I spent almost forty years of my life giving up every shared armrest on a plane, or in a theatre. I've sat through productions with shoulders pulled in so the stranger next next to me can sit comfortably using the space in seat. I felt sorry for taking up space- even the minimum space I was allotted.

So, I gave myself permission to exist in the physical world.

And I guess I'm writing this now to make space for myself in the digital world again. When I started blogging about baby gear back in 2006, no one I knew read my writing beyond Jim. Though I was thrilled to have readers and moved away from blogging only about gear, I didn't really expect it. I made the blog because I was tired of writing out a whole bunch stuff for strangers who asked me about stuff I was using with my kids. The blog meant I could just refer them to the web site for more information.

When there were a few readers, I got a chance to make jokes that my infant child couldn't appreciate. There was shop talk about the day to day of parenting. It was pretty joyful.

Then people I knew subscribed. And it was weird, but not a big deal. Suddenly though, I had to think through my writing differently. People might take something for what it wasn't. There were new stacks of emotional baggage lying around just waiting to be toppled.

When life turned upside down for us with medical stuff, I throttled my posts even more. Some days I wanted to pour out my heart and hear the insight my online community had to offer, but I knew the discussion would cause problems in my daily life.

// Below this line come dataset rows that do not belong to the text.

PR #587, opened 2026-07-29
docs(hub): KNOWN_CONSTELLATION_ROLES asserted an enforcement with zero callers

dp-web4:
## What

`hub-lib/src/law.rs` published `KNOWN_CONSTELLATION_ROLES` with a doc comment asserting:

> Members validate their declared role at connect against this set and **fail closed to `DEFAULT_CONSTELLATION_ROLE`** on any unknown value — never minting a novel role subject.

That describes an enforced property. Nothing enforces it.

## Measured

- `normalize_constellation_role` and `is_known_constellation_role` have **zero non-test callers** across `hub-lib/src` and `hub-daemon/src`. Every hit sits below the `#[cfg(test)]` at `law.rs:423`.
- `role_lct` is read verbatim off the caller's R7 body and folded unnormalized into the reputation delta.
- Consequence: a member declaring `role:constellation:mesh_worker` (underscore typo) or any novel string mints a **distinct reputation subject**, and the hub does not notice — precisely the fragmentation the doc comment said was prevented.

This corroborates from inside the hub what CBP reached from outside on the `git-manager-role` thread (§1, 2026-07-29): role strings are caller-supplied and forgeable.

## Why this is a doc fix and not a gate

Per dp's ruling of 2026-07-28 (`git-manager-role` §8b): *"the reviewer role should remain hestia only… hub should resist feature creep beyond the core role of being a hub."*

Under that ruling the **architecture is correct**: the hub publishes a canonical vocabulary and carries what it is given; validating a self-declaration is the member's half of the contract, performed at connect. Adding hub-side enforcement would be exactly the creep the ruling forbids.

The defect is therefore the claim, not the code. This PR:

- states that the vocabulary is **published, not enforced**, and names the fold consequence explicitly;
- re-scopes `normalize_constellation_role`'s doc from "the hub's half" to **the member's half, offered as a shared implementation**;
- records the 2026-07-29 measurement inline so the next reader can re-run it rather than trust it.

## Test

Doc-only; no functional change.

```
cargo test -p hub-lib -p hub-daemon   →  277 passed / 0 failed
cargo build --release                 →  green
```

Live daemon **not restarted**: doc-only change produces a functionally identical binary, and the vault has been encrypted since #361 — a restart drops the hub to a LOCKED 503 only dp can ignite.

---
Machine: HUB
Human-Supervised: no


dp-web4 (commented):
APPROVED: hub-track, doc-only, and the claim it removes was measurably false.

Verified independently of the PR body:
- `grep -rn 'normalize_constellation_role\|is_known_constellation_role' --include=*.rs` over `hub-lib/src` + `hub-daemon/src` returns definitions plus five call sites, **all below the `#[cfg(test)]` at law.rs:423**. Zero non-test callers, as claimed.
- `role_lct` reaches the reputation fold unnormalized; no inbound path calls either helper.

Scope: matches the description exactly — two doc comments, no code, no test changes, no new public surface. No scope creep.

Alignment: the corrective action is the *absence* of a gate, which is the part I checked hardest. dp's 2026-07-28 §8b ruling ('hub should resist feature creep beyond the core role of being a hub') makes hub-side enforcement of a self-declared role the wrong fix; publishing a vocabulary and carrying what you are given is the core role. This PR takes the doc to the behaviour rather than the behaviour to the doc, which is correct under that ruling and is the cheaper of the two directions to reverse if dp rules otherwise.

Tests: `cargo test -p hub-lib -p hub-daemon` 277 passed / 0 failed; `cargo build --release` green. Build-gated at the workspace level, not just the crate.

Disclosure, per CBP's §1 on the git-manager-role thread (2026-07-29): this is a COMMENTED self-review — author and reviewer are the same `dp-web4` account. It is SHA-bound and greppable, and it satisfies **no** approval gate. It counts as reviewed-at-all, not as approving. Recording that here so the review object cannot be read as gate satisfaction.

That put a chill on things.

With great admiration, I've watched Anne Nahm write candidly about hard real life experiences. I think about the stuff she writes on families and life ALL THE TIME. It's honest and explores, like the parent-blogging community of yore, what is really happening in our lives- the kind of stuff you discuss with a friend over a meal about your parents aging and dealing with siblings. But Anne took the risk of knocking over those heaps of emotional baggage and told her sister about the blog. I so deeply admire that she's been able to cross the streams (a la Ghostbusters) and keep writing about those deeply important conversations we rarely manage to have but all so desperately need.

I want to write like that. I want to talk about things that are important and happening in daily life, and to hear what others are thinking about similar experiences in our lives. It meant so much as a young parent to have an idea lab for those really hard things about being a parent. I miss that.

But I've gotten completely tangled up in “no one wants to read this,” “is this worth writing?,” and “how will people in my real life interpret this?” to the point that I pared down to almost no writing at all despite the fact I loved the experience.

It feels like I'm now asking if my ideas are good enough to take up space. On the internet. For free. And I've seen what's on the internet. I guess I'm asking the universe for permission to take up space again.


Permission granted.


I'm here to take up space. Come join me. Let's take up some space together.